The No Club: Putting a stop to women's dead-end work
Why do "career-inhibiting" crap jobs almost always end up on the desk of the female employees?
Planning the summer party, guiding interns, looking after the time-consuming client or training the new colleague. Time-consuming tasks that are important to the workplace. They do not require any special expertise, and should be able to be performed by anyone. But as a rule, they fall to women in the workplace - at the expense of women's time for their actual work and to the detriment of both their careers and the development of workplaces.
Career-inhibiting work
The No Club was founded by Linda Babcock, Brenda Peyser, Lise Vesterlund and Laurie Weingart. In addition to having university careers as deans and professors in common, they also shared other conditions in their working lives: endless to-do lists of tasks unrelated to their actual work, which stole time from it – and which made them lag behind in relation to their male colleagues' salaries and career paths. Simply because they did not have time for their actual tasks.
The perceived difference in work tasks was the starting point for 10 years of ground-breaking research, which has now become the No Club: Putting a Stop to Women's Dead-End Work, which both documents the gender bias and comes up with suggestions for what we can do to change that.
At the talk at the Royal Danish Library, two of the authors, Lise Vesterlund and Brenda Peyser, will talk about the important changes you can make yourself as an employee, and which major changes are required from workplaces. Because the imbalance leaves women overburdened and at the same time hurts the companies, as they lose revenue, productivity and do not utilise the talents of their employees.

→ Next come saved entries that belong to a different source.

PR #961, opened 2024-01-18
fix to avoid negative objective value

### LINKED ISSUE #956: add lines as s_nom_min not s_nom
## Checklist

## Describe the Bug

Lines are currently added as `s_nom`. If lines are oversized in a network and can reduce for the optimal case `s_nom_opt`. 1) deconstructing lines makes no sense (yet) and 2) this can lead to negative objective values. 

https://github.com/pypsa-meets-earth/pypsa-earth/blob/e0117356d3600da4366d499b9dfbf9ebbbc61bff/scripts/base_network.py#L353-L359

We should probably add lines as `s_nom_min`

GbotemiB:
# Closes #956 

The changes in the PR is as suggested in #956 which is to adjust the lines in `base_network.py:_set_lines_s_nom_from_linetypes` from `s_nom` to `s_nom_min` to prevent negative objective values after solving network.

## Checklist


davide-f (commented):
Great @GbotemiB :)

So, the change should not be placed here, but rather in prepare_network.
By looking at the code in prepare_network, we actually have a function "set_transmission_limits" that should do that, but it seems it is not working.
https://github.com/pypsa-meets-earth/pypsa-earth/blob/e4edb177fb5f1216f9d4ead8cf2e319a1c8a48ec/scripts/prepare_network.py#L188

It may be good to investigate why, may you be interested in that?

GbotemiB:
Thanks @davide-f, 

However, when I changed s_nom to s_nom_min in base_network.py, it worked to prevent my networks from having negative objective values.

I will run the prepare_network with a debug. Hopefully, I will be able to understand why it didn't work in the first instance.

davide-f:
> Thanks @davide-f,
> 
> However, when I changed s_nom to s_nom_min in base_network.py, it worked to prevent my networks from having negative objective values.
> 
> I will run the prepare_network with a debug. Hopefully, I will be able to understand why it didn't work in the first instance.

It works, but if that option is changed there, there can be problems if the user desire to not do capacity expansion on the network as p_nom doesnt get initialized properly.
The set_transmission limit was meant to do that but it seems something is not working well

davide-f:
@GbotemiB not sure if you are also working here :) In case of problems, needs feel free to write :)

GbotemiB:
> @GbotemiB not sure if you are also working here :) In case of problems, needs feel free to write :)

Thanks @davide-f, I looked into it last week, I couldn't fix it yet. But I will report progress on this later today.

GbotemiB:
@davide-f I have been able to finally debug the `prepare_network.py`
https://github.com/pypsa-meets-earth/pypsa-earth/blob/e4edb177fb5f1216f9d4ead8cf2e319a1c8a48ec/scripts/prepare_network.py#L188

It turns out the section of the highlighted code below doesn't get executed.
https://github.com/pypsa-meets-earth/pypsa-earth/blob/e4edb177fb5f1216f9d4ead8cf2e319a1c8a48ec/scripts/prepare_network.py#L207-L212

The following image should give more context into why the conditional is not working.
image

GbotemiB:
https://github.com/pypsa-meets-earth/pypsa-earth/blob/e4edb177fb5f1216f9d4ead8cf2e319a1c8a48ec/scripts/prepare_network.py#L197

@davide-f, If you don't mind, can you clarify the purpose of this section

GbotemiB:
https://github.com/pypsa-meets-earth/pypsa-earth/blob/e4edb177fb5f1216f9d4ead8cf2e319a1c8a48ec/scripts/prepare_network.py#L191-L196

I also noticed that `num_parallel` here is a little lower than the same that was used in `base_network.py`

davide-f:
> @davide-f I have been able to finally debug the `prepare_network.py`
> 
> https://github.com/pypsa-meets-earth/pypsa-earth/blob/e4edb177fb5f1216f9d4ead8cf2e319a1c8a48ec/scripts/prepare_network.py#L188
> 
> It turns out the section of the highlighted code below doesn't get executed.
> 
> https://github.com/pypsa-meets-earth/pypsa-earth/blob/e4edb177fb5f1216f9d4ead8cf2e319a1c8a48ec/scripts/prepare_network.py#L207-L212
> 
> The following image should give more context into why the conditional is not working. image

Nice catch!
I believe it makes sense to revise the default parameters of tutorial and default to make sure that works.
Probably, the v0.3 should be revised in to opt (maybe better) or v1.5 (like in pypsa-eur) or something like that.

Great :D

davide-f:
> https://github.com/pypsa-meets-earth/pypsa-earth/blob/e4edb177fb5f1216f9d4ead8cf2e319a1c8a48ec/scripts/prepare_network.py#L191-L196
> 
> I also noticed that `num_parallel` here is a little lower than the same that was used in `base_network.py`

This was imported from pypsa-eur.
The idea is that where the lines do not have a specific line type (which corresponds to a s_nom), the s_nom is derived from current and voltage of that line.
I guess the idea behind it is to fill only those values that are not filled yet.
Did you find issues with this?

davide-f:
> https://github.com/pypsa-meets-earth/pypsa-earth/blob/e4edb177fb5f1216f9d4ead8cf2e319a1c8a48ec/scripts/prepare_network.py#L191-L196
> 
> I also noticed that `num_parallel` here is a little lower than the same that was used in `base_network.py`

This is instead expected as in the simplify_network phase, the whole network is simplified to a base voltage (e.g. 380kV) equivalent and we play with num_parallel to handle the equivalence.
See https://github.com/pypsa-meets-earth/pypsa-earth/blob/e4edb177fb5f1216f9d4ead8cf2e319a1c8a48ec/scripts/simplify_network.py#L118

GbotemiB:
I went through `simplify_network.py`. Why is there a need to recalculate `num_parallel`
https://github.com/pypsa-meets-earth/pypsa-earth/blob/e4edb177fb5f1216f9d4ead8cf2e319a1c8a48ec/scripts/simplify_network.py#L135

GbotemiB:
Also, I noticed that in `base_network.py`, the line types is as in the image

image
 
while in `prepare_network.py`, the line types is
image

I think it might have to do with the rebasing of voltages

GbotemiB:
I also found out that `n.lines.s_nom` and `_lines_s_nom` have different values in `prepare_network.py`

image

when I used replace lines_s_nom by n.lines.s_nom here, my solved network didn't have any negative objectives
https://github.com/pypsa-meets-earth/pypsa-earth/blob/e4edb177fb5f1216f9d4ead8cf2e319a1c8a48ec/scripts/prepare_network.py#L207-L212

GbotemiB:
looking at `v_nom`, the values are 300kV, which I don't think we should be doing the multiplication with line_types of 380kV
image

GbotemiB:
Hi @davide-f, It looks like the reason why `n.lines.s_nom` is different from `_lines_s_nom` is because the parameters used to calculate `_lines_s_nom` has been altered in `simplify_network:simplify_network_to_base_voltage`
https://github.com/pypsa-meets-earth/pypsa-earth/blob/9168ca7dfbbeba90c338b3b1c83eb105c5f2f28a/scripts/simplify_network.py#L129-L135

GbotemiB:
Regarding p_nom here
https://github.com/pypsa-meets-earth/pypsa-earth/blob/e4edb177fb5f1216f9d4ead8cf2e319a1c8a48ec/scripts/prepare_network.py#L211-L212

During debugging, `n.links.p_nom` and `n.links.p_nom_min` results to zero.
image
 But `p_nom` and `p_nom_min` in generators are the same which is not equal to zero.
image

ekatef:
Hello! 

@GbotemiB it looks like you have done a quite intense investigation and found very nice bugs (in particular, the one which relates to loading the options from the file name looks great!!), However, the whole picture still looks a bit too complicated. I'd suggest to take a step back and clarify the architecture of the lines transformations workflow, starting from osm-extracted data up to the pre-solved network. I'll doing something similar at the moment and happy to support you with that.

The resulted diagram would facilitate discussion of high-level features with @davide-f 

Once the intended path would have been clear, it will simplify testing and introducing fixes, as it'll be clear what should we expect at each stage.

What do you think @GbotemiB?

GbotemiB:
Thanks @ekatef, 

You are definitely right. Do you have any thoughts on how I can clrify the line transformation architecture?

GbotemiB:
Thanks @ekatef.

 You are definitely right. I will start with clarifying the workflow.

GbotemiB:
Hello @davide-f @ekatef @pz-max 

Following last week's discussion on a possible check for the negative objective issue.

I did a check to verify the results from the solved networks (Monte-Carlo Runs) `p_nom_opt - p_nom` to see if p_nom_opt > p_nom

image
image
image
image
image

davide-f:
Thanks @GbotemiB ! :D

As a comment, can you disclose the get_difference function?

The function should not apply the calculation on the energy_statistics but the whole n.generators. for example:

`n.generators.groupby("carrier").eval('p_nom_opt - p_nom').min()`

(need to check if that works)

The idea is to check if there is a row where the p_nom_opt is lower than the p_nom.

The same should be tested for lines, links and storage_units as well.

However, the current change in the PR shall be reverted as that is not the intended behavior

davide-f:
Could be good to check also directly:
`n.generators.groupby("carrier").eval('p_nom - p_nom_min').min()`

This number should be always non-negative as well

if you define:
```
def get_difference(obj, col1, col2):
   return obj.groupby("carrier").eval(f'col1 - col2').min()
```
or alike, it may help

GbotemiB:
@davide-f You are right about the difference function.

```python
def get_difference(n):
	print((n.generators["p_nom_opt"] -  n.generators["p_nom"]).groupby(n.generators.carrier).sum())
	return None	
```

Here is the function I used which is similar to the formula you suggested. 

I will recheck as you suggested using a clear function.

GbotemiB:
This is the function that works

```python
def get_difference(obj, col1, col2):
	return obj.groupby("carrier").apply(lambda x: (x[col1] - x[col2]).min())
```

The solar carrier tech results have p_nom_opt lower than p_nom
image

I tested for links, lines, and storage units. Links and storage_units look fine. But `lines` have s_nom_opt lower than `s_nom`
image

GbotemiB:
I have also reverted the current change in the PR.

davide-f:
Ok, the problem is in lines and can you confirm that the following code is executed?
https://github.com/pypsa-meets-earth/pypsa-earth/blob/de4da143e92d4d7aefcaac588175db82d93f0670/scripts/prepare_network.py#L206-L211

davide-f:
Moreover:
- please check in pypsa-eur if in base_network the s_nom_min is also specified
- please check in pypsa-eur the same chunk of code in the equivalent script to check how that works there and see if there are major differences

Many thanks!

GbotemiB:
@davide-f 

Checking pypsa-eur prepare_network.py 

https://github.com/PyPSA/pypsa-eur/blob/4fbb3c81c4ddb589614f67dc01c885c9b3806bbe/scripts/prepare_network.py#L78-L97

This is the part that has to do with lines that is present in PyPSA-Eur but not in PyPSA-Earth

GbotemiB:
> Ok, the problem is in lines and can you confirm that the following code is executed?
> 
> https://github.com/pypsa-meets-earth/pypsa-earth/blob/de4da143e92d4d7aefcaac588175db82d93f0670/scripts/prepare_network.py#L206-L211

I also already confirm that this part is executed in the workflow.

> please check in pypsa-eur if in base_network the s_nom_min is also specified

Also in pypsa-eur, s_nom_min is not specified in base_network.

davide-f:
Ok, so @GbotemiB I understand that the problem is back about why the s_nom_min calculated here differs from the p_nom value available in the network right?
It seems that one of the causes seems due to the missing name in the line type; did you get why that happens?
My feeling is that it is related to the clustering procedure

GbotemiB:
Hi @davide-f, I haven't figured out the cause of the missing names in the line type. I will investigate the clustering procedure to see if something has been missed there.

GbotemiB:
Hi @davide-f, I have just uploaded a simple notebook [here](https://github.com/GbotemiB/csp-design/blob/notebook/negative_obj.ipynb). I made some checks in the notebook. Feel free to look through it.

davide-f:
Interesting @GbotemiB ! We are getting closer to the problem!
I see you compare: p_nom.sum(), p_nom_min.sum()
Could you add to the list also the following computation:
n.lines.eval("sqrt(3) * i_nom * v_nom") ?
Note that i_nom may not be available for the line and there may be the need to be retrieved similarly to the code you have checked some comments previously.
I think we should identify when differences occur and solve the issue.
Note, the sum may not be the best approach but for now it does ok

GbotemiB:
> Interesting @GbotemiB ! We are getting closer to the problem! I see you compare: p_nom.sum(), p_nom_min.sum() Could you add to the list also the following computation: n.lines.eval("sqrt(3) * i_nom * v_nom") ? Note that i_nom may not be available for the line and there may be the need to be retrieved similarly to the code you have checked some comments previously. I think we should identify when differences occur and solve the issue. Note, the sum may not be the best approach but for now it does ok

Just a little clarification. The difference section was between p_nom_opt and p_nom, while the other was between s_nom and s_nom_min. 

I wanted to observe the changes in the workflow for s_nom and s_nom_min.

GbotemiB:
I have updated the notebook [here](https://github.com/GbotemiB/csp-design/blob/notebook/negative_obj.ipynb). I also rearranged the process for ease of understanding.

I also noticed that num_parallel was not included in the calculation formula. Was it intentional?

davide-f:
> I have updated the notebook [here](https://github.com/GbotemiB/csp-design/blob/notebook/negative_obj.ipynb). I also rearranged the process for ease of understanding.
> 
> I also noticed that num_parallel was not included in the calculation formula. Was it intentional?

Cool Emmanuel, apologies missed communication.
Could you update the last cells of the notebook to account for the number of parallel lines?
With:
``` python
(np.sqrt(3)
	* base.lines["type"].map(base.line_types.i_nom) 
	* base.lines.v_nom
	* base.lines.num_parallel).sum()
```

We are moving forward! 🚀 :D

GbotemiB:
Thanks @davide-f,

I have updated the cells in the [notebook](https://github.com/GbotemiB/csp-design/blob/notebook/negative_obj.ipynb).
Feel free to check again.

davide-f:
Amazing progress @GbotemiB ! :D :D
We identified the script where problem occurs: simplify_network
Indeed for that network, the calculation using the product i_nom*v_nom*num_parallel * sqrt(3) does not match the s_nom value.

Somewhere there some calculations are performed.
The huntch is that during the various steps of the simplification and probably the aggregation strategies, something does not go as expected.

To debug that, I'd create a simple auxiliary function that computes the i_nom*v_nom*num_parallel product, reads the s_nom value and check if the values match and print the results.

I'd test that for the various modified functions across the script to identify where the occurrence arrives.

What do you think?

GbotemiB:
@davide-f, I'm glad we identified the simplify_network script as the source of the issue.
I'll go ahead and implement this function and test it at different points in the script. Hopefully, this will help us pinpoint exactly where things are going wrong.

davide-f:
Great :D Thank you!!!
As heads up, my guess is that during some aggregation strategies, line types are lost and/or the num_parallel are not summed up.

GbotemiB:
Hello @davide-f,

I looked over the `simplify_network.py` script, looks like there is an additional line present in pypsa-eur that is not in pypsa-earth. You can check [here](https://github.com/PyPSA/pypsa-eur/blob/master/scripts/simplify_network.py#L125C5-L125C29)

I added the line to my local files in the script:simplify_network_to_base_voltage.py, this seems to resolved the negative objective issue.

What are your thoughts?

GbotemiB:
I have also updated the notebook [here](https://github.com/GbotemiB/csp-design/blob/notebook/negative_obj.ipynb) with the recent changes I made.

davide-f:
> Hello @davide-f,
> 
> I looked over the `simplify_network.py` script, looks like there is an additional line present in pypsa-eur that is not in pypsa-earth. You can check [here](https://github.com/PyPSA/pypsa-eur/blob/master/scripts/simplify_network.py#L125C5-L125C29)
> 
> I added the line to my local files in the script:simplify_network_to_base_voltage.py, this seems to resolved the negative objective issue.
> 
> What are your thoughts?

Really?

Yeah, definitely that should be added, however, instead of having "380" fixed, it should be base_voltage.
Does that really fix the issue? Does the notebook consider this?

It seems a too easy fix... XD


Update: I've better checked the script but unfortunately that does not solve the issue.
In the notebook, as a comment it is difficult to compare the values: we need to scroll a lot to compare the s_nom value and the corresponding s_nom computed using the formula.

By comparing the values, for example, for siml,
the sum of s_noms is: 327228
while the corresponding value computed using sqrt(3) * i_nom * v_nom * num_parallel is: 281636
The two values should match

GbotemiB:
@davide-f, I will check the notebook again. But I tested the implementation against the monte-carlo notebook. The negative objective values seem to not be present. 
https://github.com/GbotemiB/documentation/blob/monte-carlo/notebooks/monte_carlo_tutorial.ipynb

davide-f:
> @davide-f, I will check the notebook again. But I tested the implementation against the monte-carlo notebook. The negative objective values seem to not be present. https://github.com/GbotemiB/documentation/blob/monte-carlo/notebooks/monte_carlo_tutorial.ipynb

I understand, but the objective can still be misleading.
The s_nom_min should match s_nom.
Now we have reduced the difference but the problem is not fixed definitely unfortunately, if you had still resources. If not no problem

GbotemiB:
> > @davide-f, I will check the notebook again. But I tested the implementation against the monte-carlo notebook. The negative objective values seem to not be present. https://github.com/GbotemiB/documentation/blob/monte-carlo/notebooks/monte_carlo_tutorial.ipynb
> 
> I understand, but the objective can still be misleading. The s_nom_min should match s_nom. Now we have reduced the difference but the problem is not fixed definitely unfortunately, if you had still resources. If not no problem

@davide-f, Looks like I forgot to update the path in the notebook. I think we can smile now 😄 
I updated the runs already, feel free to check.
https://github.com/GbotemiB/csp-design/blob/notebook/negative_obj.ipynb

davide-f (commented):
Great @GbotemiB :D
Would you like to add a release note? :)
This PR is ready to fly! :)

davide-f:
Many thanks @GbotemiB ! Merging :)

With hard data, personal anecdotes from all kinds of women, and innovative advice from Fortune 500 companies (an annual list that ranks 500 of America's largest companies by total revenue), this book shows us how to advance women's careers and achieve equality in the 21st Century.
Participants
Lise Vesterlund
Professor of Economics at the University of Pittsburgh and Director of the Pittsburgh Experimental Economics Laboratory and the Behavioral Economic Design Initiative.
Brenda Peyser
Brenda Peyser has held several leadership positions in business and academia, most recently at Carnegie Mellon University, where she was dean of Heinz College.
Emma Holten
Emma Holten is a feminist activist. Most recently, Holten has focussed on women's working conditions at the "Feminist Economics" lecture series across the country.